As a boy, Eric Lee had a deep love of art. In elementary school, he’d borrow friends’ Transformer toys and try copy the art he found on the toys’ boxes.
“Drawing, you know, like any kid,” Lee said. “I just never stopped doing it.”
In high school, Lee grew to admire painters of the Northern Renaissance and 20th Century surrealists. After graduation, he discovered another influence when he moved to the industrial city of Superior.
“Superior gave me what I ended up working with in painting for the next ten to 15 years,” Lee remembered. “It seemed like an entirely different place altogether: the grain elevators, the docks.”
Eventually, Lee moved to Eau Claire, where he had gone to high school, and enrolled in an art program at UW Eau Claire.
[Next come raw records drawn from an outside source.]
PR #125, opened 2016-08-21
Trigger rolling updates for key params

### LINKED ISSUE #84: Updating stack parameters doesn't trigger a rolling update
If you update the buildkite agent queue name, API key, agents per instance or release stream (from stable to beta) you need to manually set the ASG desired size to 0 and force a scale down for it to apply changes, because it's all done in cloud-init. And some people might try just deleting the stack and recreating.

It'd be preferable if you could just update the stack parameters and it's handled for you. This could mean performing a rolling update somehow?

toolmantim:
Updating the agent queue name, and a bunch of other keys, doesn't trigger an update of instances. This outputs those params into UserData so an update is triggered.

> Update requires: Some interruptions for Amazon EBS-backed instances.
> For EBS-backed instances, changing the UserData stops and then starts the instance; however, Amazon EC2 doesn't automatically run the updated UserData. To update configurations on your instance, use the cfn-hup helper script.
> Update requires: Replacement for instance store-backed instances.

Closes #84 

This doesn't fix updating the API key, that'll have to be done in the metrics stack.


toolmantim:
@exidy does this look correct?

exidy:
LGTM.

When he married, though, Lee began looking for ways to pursue his art while supporting a growing family.
“It was a struggle for a while,” Eric said. “One thing led to another, and I started making furniture and different things for people.”
Along with furniture, Lee also began building snare drums.
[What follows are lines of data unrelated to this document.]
PR #127, opened 2016-08-22
Clean up docker login

### LINKED ISSUE #111: AWS ECR login creds are clobbered by pre-command
At the moment there's no way to login to ECR to use the `docker-compose` build/push support.

If you add an `env` hook that performs:

```
$(aws ecr get-login --region us-west-2)
```

then because of [our pre-command hook](https://github.com/buildkite/elastic-ci-stack-for-aws/blob/76990cb0ca0422b0d3c61e6ca0bdf335243ea56c/packer/conf/buildkite-agent/hooks/pre-command#L5) the creds get removed before any commands are run.

The pre-command hook basically undoes the env hook.

I propose we:

* Don't `rm` the docker config files (but if we must keep it, at least move it into the conditional)
* Add built-in support for `AWS_ECR_LOGIN=<region>` which performs the login for you

We could also add support for logins in https://github.com/buildkite-plugins/docker-compose-buildkite-plugin itself?

toolmantim:
This removes `DOCKER_HUB_*` configs in favour of generic `DOCKER_LOGIN_*` environment variables, and adds support for AWS ECR login.

This also removes the `rm` of the Docker login creds, a file that is readable by all builds. This means that if one step performs a docker login, subsequent steps can read that file. Is this a problem? I'm not sure what the answer is for a world where more than one agent runs on the machine at once. The current implementation isn't much more secure at the moment in this situation anyway.

- [x] First cut for review
- [x] Decide on whether it's okay to leave Docker login creds around between job runs
- [x] Add back support for `DOCKER_HUB_USER` and `DOCKER_HUB_PASSWORD` with a deprecation warning

Closes #111

### DIFF
--- a/packer/conf/buildkite-agent/hooks/environment
+++ b/packer/conf/buildkite-agent/hooks/environment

“I started out real basic and made some mistakes … made some drums that sounded just awful and then slowly worked my way up from there,” Lee said. “About a year into it, I made a decent drum.”
Lee named the instruments “Oliver Snare Drums” after his son. Much of the wood he uses is recycled, including some that comes from a familiar source.
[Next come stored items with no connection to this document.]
PR #128, opened 2016-08-24
Follow bootstrap URL redirects

ahawkins:
This works nicely with S3 urls since they will give redirects if the region is not included. This change is not AWS specific. There is not a reason to skip redirects on these urls.


toolmantim:
Thanks for the PR! 👍👍👏👌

“The Superior connection again comes in with the Globe Elevator, which was a place I used to trespass every Sunday and walk around … When I moved back here, I got to know the people who were dismantling the Globe Elevator, wonderful people, and they were selling off the lumber for people to put in their houses and make all sorts of things from,” Lee said. “I managed to get some of the hardwood that was used in the elevator, oak, and started using that in the drums themselves.”
With income from his other work, Lee pursued his passion for painting. Working out of his detached garage, he tried to replicate the patterns of building, decay and rebirth he saw in cities through his paintings.
“I like oil painting, and I do very meticulous, I guess you could call it very highly-representational art, but it’s mixed with … more modern techniques,” Lee said.
Among those techniques: fire and explosives.
“What it ends up looking like is a mixture between abstraction and very sharply-focused representational work,” Eric said. “That’s probably something I’m going to keep doing for the foreseeable future, though it’s taking a new direction now.”